- Dataset entries:
_ _ _

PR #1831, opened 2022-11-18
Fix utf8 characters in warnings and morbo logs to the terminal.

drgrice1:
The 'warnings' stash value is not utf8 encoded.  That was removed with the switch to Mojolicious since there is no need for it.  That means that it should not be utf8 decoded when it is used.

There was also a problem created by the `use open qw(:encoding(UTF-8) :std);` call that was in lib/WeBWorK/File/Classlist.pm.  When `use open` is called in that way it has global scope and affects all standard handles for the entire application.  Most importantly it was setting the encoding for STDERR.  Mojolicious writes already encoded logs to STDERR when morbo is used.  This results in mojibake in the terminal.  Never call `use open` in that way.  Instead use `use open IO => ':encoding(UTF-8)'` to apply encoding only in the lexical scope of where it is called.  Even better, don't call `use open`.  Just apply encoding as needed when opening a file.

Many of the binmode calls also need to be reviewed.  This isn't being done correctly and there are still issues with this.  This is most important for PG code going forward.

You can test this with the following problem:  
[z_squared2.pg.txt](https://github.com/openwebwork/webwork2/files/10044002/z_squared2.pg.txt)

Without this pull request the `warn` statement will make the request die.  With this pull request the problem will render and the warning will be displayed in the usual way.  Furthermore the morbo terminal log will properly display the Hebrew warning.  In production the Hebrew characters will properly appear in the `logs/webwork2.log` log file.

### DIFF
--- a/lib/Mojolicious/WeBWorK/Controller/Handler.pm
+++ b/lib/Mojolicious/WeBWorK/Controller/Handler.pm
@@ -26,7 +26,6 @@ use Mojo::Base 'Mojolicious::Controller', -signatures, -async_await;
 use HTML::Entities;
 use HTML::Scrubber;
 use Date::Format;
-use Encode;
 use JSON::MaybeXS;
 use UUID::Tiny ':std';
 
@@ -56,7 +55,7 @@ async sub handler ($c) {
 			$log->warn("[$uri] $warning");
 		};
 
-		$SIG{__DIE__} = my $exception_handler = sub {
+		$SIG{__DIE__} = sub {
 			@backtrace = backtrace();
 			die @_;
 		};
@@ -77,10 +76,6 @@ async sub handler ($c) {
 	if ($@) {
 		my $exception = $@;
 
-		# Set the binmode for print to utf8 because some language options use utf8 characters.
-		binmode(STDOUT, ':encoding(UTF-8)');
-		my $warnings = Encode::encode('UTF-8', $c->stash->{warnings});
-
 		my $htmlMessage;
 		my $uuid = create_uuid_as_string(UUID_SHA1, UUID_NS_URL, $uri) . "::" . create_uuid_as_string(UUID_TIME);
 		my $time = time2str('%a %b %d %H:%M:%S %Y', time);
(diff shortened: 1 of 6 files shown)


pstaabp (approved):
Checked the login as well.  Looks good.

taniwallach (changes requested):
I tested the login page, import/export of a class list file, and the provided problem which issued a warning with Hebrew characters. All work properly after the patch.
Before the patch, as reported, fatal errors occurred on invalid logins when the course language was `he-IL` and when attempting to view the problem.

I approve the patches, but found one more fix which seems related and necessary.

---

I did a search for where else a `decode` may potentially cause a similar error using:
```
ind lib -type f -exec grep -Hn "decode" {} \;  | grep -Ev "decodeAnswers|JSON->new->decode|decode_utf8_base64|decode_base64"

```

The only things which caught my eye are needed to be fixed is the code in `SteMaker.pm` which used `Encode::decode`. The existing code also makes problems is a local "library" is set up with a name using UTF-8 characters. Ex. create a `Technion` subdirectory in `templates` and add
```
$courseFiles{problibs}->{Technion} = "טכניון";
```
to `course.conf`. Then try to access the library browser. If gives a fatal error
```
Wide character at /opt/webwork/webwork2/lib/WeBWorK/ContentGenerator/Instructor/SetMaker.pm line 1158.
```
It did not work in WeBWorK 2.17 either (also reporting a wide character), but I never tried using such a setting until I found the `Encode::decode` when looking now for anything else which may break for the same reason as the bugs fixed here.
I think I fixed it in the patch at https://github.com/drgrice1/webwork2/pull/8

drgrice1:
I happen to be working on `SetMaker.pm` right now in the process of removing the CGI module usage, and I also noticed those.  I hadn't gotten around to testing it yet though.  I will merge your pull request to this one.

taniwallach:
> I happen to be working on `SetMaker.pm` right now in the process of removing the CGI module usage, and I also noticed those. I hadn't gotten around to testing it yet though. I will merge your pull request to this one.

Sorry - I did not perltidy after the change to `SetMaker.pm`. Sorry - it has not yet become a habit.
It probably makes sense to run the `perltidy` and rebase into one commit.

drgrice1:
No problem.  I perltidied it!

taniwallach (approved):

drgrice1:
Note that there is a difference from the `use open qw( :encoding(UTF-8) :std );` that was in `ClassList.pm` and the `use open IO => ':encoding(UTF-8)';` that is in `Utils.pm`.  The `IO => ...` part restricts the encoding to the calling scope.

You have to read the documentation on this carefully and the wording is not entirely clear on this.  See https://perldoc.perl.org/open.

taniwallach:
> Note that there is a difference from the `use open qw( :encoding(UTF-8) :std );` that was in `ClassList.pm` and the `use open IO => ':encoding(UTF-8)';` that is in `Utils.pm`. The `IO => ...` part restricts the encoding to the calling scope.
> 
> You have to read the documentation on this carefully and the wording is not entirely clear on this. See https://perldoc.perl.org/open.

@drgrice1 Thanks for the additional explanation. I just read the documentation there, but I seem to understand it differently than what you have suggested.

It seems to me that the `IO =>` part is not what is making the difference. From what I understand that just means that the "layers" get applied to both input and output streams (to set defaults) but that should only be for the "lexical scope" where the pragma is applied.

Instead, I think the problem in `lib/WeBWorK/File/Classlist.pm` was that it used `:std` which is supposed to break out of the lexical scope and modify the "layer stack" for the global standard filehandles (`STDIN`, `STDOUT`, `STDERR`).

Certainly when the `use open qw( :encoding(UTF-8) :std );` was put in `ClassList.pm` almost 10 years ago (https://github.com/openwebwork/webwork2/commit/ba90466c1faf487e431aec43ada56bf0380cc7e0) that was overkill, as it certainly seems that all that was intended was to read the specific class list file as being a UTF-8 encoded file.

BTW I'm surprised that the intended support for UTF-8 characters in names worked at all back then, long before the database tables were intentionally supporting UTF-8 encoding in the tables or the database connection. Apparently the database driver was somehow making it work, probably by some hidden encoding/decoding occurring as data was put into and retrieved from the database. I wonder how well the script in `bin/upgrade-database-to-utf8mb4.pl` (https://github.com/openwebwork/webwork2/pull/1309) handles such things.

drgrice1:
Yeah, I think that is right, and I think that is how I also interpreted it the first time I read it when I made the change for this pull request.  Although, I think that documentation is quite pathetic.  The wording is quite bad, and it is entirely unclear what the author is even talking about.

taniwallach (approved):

_ _ _

- EXERCISE REQUIREMENTS: Every word of the data above should be given again, exactly as it stands.

- WRITTEN RESPONSE:
PR #1831, opened 2022-11-18
Fix utf8 characters in warnings and morbo logs to the terminal.

drgrice1:
The 'warnings' stash value is not utf8 encoded.  That was removed with the switch to Mojolicious since there is no need for it.  That means that it should not be utf8 decoded when it is used.

There was also a problem created by the `use open qw(:encoding(UTF-8) :std);` call that was in lib/WeBWorK/File/Classlist.pm.  When `use open` is called in that way it has global scope and affects all standard handles for the entire application.  Most importantly it was setting the encoding for STDERR.  Mojolicious writes already encoded logs to STDERR when morbo is used.  This results in mojibake in the terminal.  Never call `use open` in that way.  Instead use `use open IO => ':encoding(UTF-8)'` to apply encoding only in the lexical scope of where it is called.  Even better, don't call `use open`.  Just apply encoding as needed when opening a file.

Many of the binmode calls also need to be reviewed.  This isn't being done correctly and there are still issues with this.  This is most important for PG code going forward.

You can test this with the following problem:  
[z_squared2.pg.txt](https://github.com/openwebwork/webwork2/files/10044002/z_squared2.pg.txt)

Without this pull request the `warn` statement will make the request die.  With this pull request the problem will render and the warning will be displayed in the usual way.  Furthermore the morbo terminal log will properly display the Hebrew warning.  In production the Hebrew characters will properly appear in the `logs/webwork2.log` log file.

### DIFF
--- a/lib/Mojolicious/WeBWorK/Controller/Handler.pm
+++ b/lib/Mojolicious/WeBWorK/Controller/Handler.pm
@@ -26,7 +26,6 @@ use Mojo::Base 'Mojolicious::Controller', -signatures, -async_await;
 use HTML::Entities;
 use HTML::Scrubber;
 use Date::Format;
-use Encode;
 use JSON::MaybeXS;
 use UUID::Tiny ':std';
 
@@ -56,7 +55,7 @@ async sub handler ($c) {
 			$log->warn("[$uri] $warning");
 		};
 
-		$SIG{__DIE__} = my $exception_handler = sub {
+		$SIG{__DIE__} = sub {
 			@backtrace = backtrace();
 			die @_;
 		};
@@ -77,10 +76,6 @@ async sub handler ($c) {
 	if ($@) {
 		my $exception = $@;
 
-		# Set the binmode for print to utf8 because some language options use utf8 characters.
-		binmode(STDOUT, ':encoding(UTF-8)');
-		my $warnings = Encode::encode('UTF-8', $c->stash->{warnings});
-
 		my $htmlMessage;
 		my $uuid = create_uuid_as_string(UUID_SHA1, UUID_NS_URL, $uri) . "::" . create_uuid_as_string(UUID_TIME);
 		my $time = time2str('%a %b %d %H:%M:%S %Y', time);
(diff shortened: 1 of 6 files shown)


pstaabp (approved):
Checked the login as well.  Looks good.

taniwallach (changes requested):
I tested the login page, import/export of a class list file, and the provided problem which issued a warning with Hebrew characters. All work properly after the patch.
Before the patch, as reported, fatal errors occurred on invalid logins when the course language was `he-IL` and when attempting to view the problem.

I approve the patches, but found one more fix which seems related and necessary.

---

I did a search for where else a `decode` may potentially cause a similar error using:
```
ind lib -type f -exec grep -Hn "decode" {} \;  | grep -Ev "decodeAnswers|JSON->new->decode|decode_utf8_base64|decode_base64"

```

The only things which caught my eye are needed to be fixed is the code in `SteMaker.pm` which used `Encode::decode`. The existing code also makes problems is a local "library" is set up with a name using UTF-8 characters. Ex. create a `Technion` subdirectory in `templates` and add
```
$courseFiles{problibs}->{Technion} = "טכניון";
```
to `course.conf`. Then try to access the library browser. If gives a fatal error
```
Wide character at /opt/webwork/webwork2/lib/WeBWorK/ContentGenerator/Instructor/SetMaker.pm line 1158.
```
It did not work in WeBWorK 2.17 either (also reporting a wide character), but I never tried using such a setting until I found the `Encode::decode` when looking now for anything else which may break for the same reason as the bugs fixed here.
I think I fixed it in the patch at https://github.com/drgrice1/webwork2/pull/8

drgrice1:
I happen to be working on `SetMaker.pm` right now in the process of removing the CGI module usage, and I also noticed those.  I hadn't gotten around to testing it yet though.  I will merge your pull request to this one.

taniwallach:
> I happen to be working on `SetMaker.pm` right now in the process of removing the CGI module usage, and I also noticed those. I hadn't gotten around to testing it yet though. I will merge your pull request to this one.

Sorry - I did not perltidy after the change to `SetMaker.pm`. Sorry - it has not yet become a habit.
It probably makes sense to run the `perltidy` and rebase into one commit.

drgrice1:
No problem.  I perltidied it!

taniwallach (approved):

drgrice1:
Note that there is a difference from the `use open qw( :encoding(UTF-8) :std );` that was in `ClassList.pm` and the `use open IO => ':encoding(UTF-8)';` that is in `Utils.pm`.  The `IO => ...` part restricts the encoding to the calling scope.

You have to read the documentation on this carefully and the wording is not entirely clear on this.  See https://perldoc.perl.org/open.

taniwallach:
> Note that there is a difference from the `use open qw( :encoding(UTF-8) :std );` that was in `ClassList.pm` and the `use open IO => ':encoding(UTF-8)';` that is in `Utils.pm`. The `IO => ...` part restricts the encoding to the calling scope.
> 
> You have to read the documentation on this carefully and the wording is not entirely clear on this. See https://perldoc.perl.org/open.

@drgrice1 Thanks for the additional explanation. I just read the documentation there, but I seem to understand it differently than what you have suggested.

It seems to me that the `IO =>` part is not what is making the difference. From what I understand that just means that the "layers" get applied to both input and output streams (to set defaults) but that should only be for the "lexical scope" where the pragma is applied.

Instead, I think the problem in `lib/WeBWorK/File/Classlist.pm` was that it used `:std` which is supposed to break out of the lexical scope and modify the "layer stack" for the global standard filehandles (`STDIN`, `STDOUT`, `STDERR`).

Certainly when the `use open qw( :encoding(UTF-8) :std );` was put in `ClassList.pm` almost 10 years ago (https://github.com/openwebwork/webwork2/commit/ba90466c1faf487e431aec43ada56bf0380cc7e0) that was overkill, as it certainly seems that all that was intended was to read the specific class list file as being a UTF-8 encoded file.

BTW I'm surprised that the intended support for UTF-8 characters in names worked at all back then, long before the database tables were intentionally supporting UTF-8 encoding in the tables or the database connection. Apparently the database driver was somehow making it work, probably by some hidden encoding/decoding occurring as data was put into and retrieved from the database. I wonder how well the script in `bin/upgrade-database-to-utf8mb4.pl` (https://github.com/openwebwork/webwork2/pull/1309) handles such things.

drgrice1:
Yeah, I think that is right, and I think that is how I also interpreted it the first time I read it when I made the change for this pull request.  Although, I think that documentation is quite pathetic.  The wording is quite bad, and it is entirely unclear what the author is even talking about.

taniwallach (approved):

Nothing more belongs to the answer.